PR #8721, opened 2021-01-05
Process.Start with ExternalOperationException

mstv:
Contributes to #7795, extracted from #8278

## Proposed changes

- Use class `Executable` for `OsShellUtil` implementation
- Use `OsShellUtil` functions instead of plain `Process.Start` where applicable

## Test methodology 

- manual

## Test environment(s) 

- Git Extensions 33.33.33
- Build cca84cd8551e5be614bf215bd77d93664b69ece6
- .NET Framework 4.8.4300.0
- DPI 96dpi (no scaling)

----

### DIFF
--- a/GitUI/CommandsDialogs/FormBrowse.cs
+++ b/GitUI/CommandsDialogs/FormBrowse.cs
@@ -1829,14 +1829,8 @@ namespace GitUI.CommandsDialogs
 
         private void UserManualToolStripMenuItemClick(object sender, EventArgs e)
         {
-            try
-            {
-                // Point to the default documentation, will work also if the old doc version is removed
-                Process.Start("https://git-extensions-documentation.readthedocs.org");
-            }
-            catch (Win32Exception)
-            {
-            }
+            // Point to the default documentation, will work also if the old doc version is removed
+            OsShellUtil.OpenUrlInDefaultBrowser(@"https://git-extensions-documentation.readthedocs.org");
         }
 
         private void CleanupToolStripMenuItemClick(object sender, EventArgs e)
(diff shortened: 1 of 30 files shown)


GitUI/CommandsDialogs/FormBrowse.cs
```diff
@@ -1990,19 +1990,12 @@ private void SetGitModule(object sender, GitModuleEventArgs e)
 
         private void TranslateToolStripMenuItemClick(object sender, EventArgs e)
         {
-            Process.Start("https://github.com/gitextensions/gitextensions/wiki/Translations");
+            OsShellUtil.OpenUrlInDefaultBrowser(@"https://github.com/gitextensions/gitextensions/wiki/Translations");
         }
 
         private void FileExplorerToolStripMenuItemClick(object sender, EventArgs e)
         {
-            try
```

(PROBLEM DESCRIPTION): The expected answer is every line above in which the word "https" appears.

(TASK RESPONSE):
-                Process.Start("https://git-extensions-documentation.readthedocs.org");
+            OsShellUtil.OpenUrlInDefaultBrowser(@"https://git-extensions-documentation.readthedocs.org");
-            Process.Start("https://github.com/gitextensions/gitextensions/wiki/Translations");
+            OsShellUtil.OpenUrlInDefaultBrowser(@"https://github.com/gitextensions/gitextensions/wiki/Translations");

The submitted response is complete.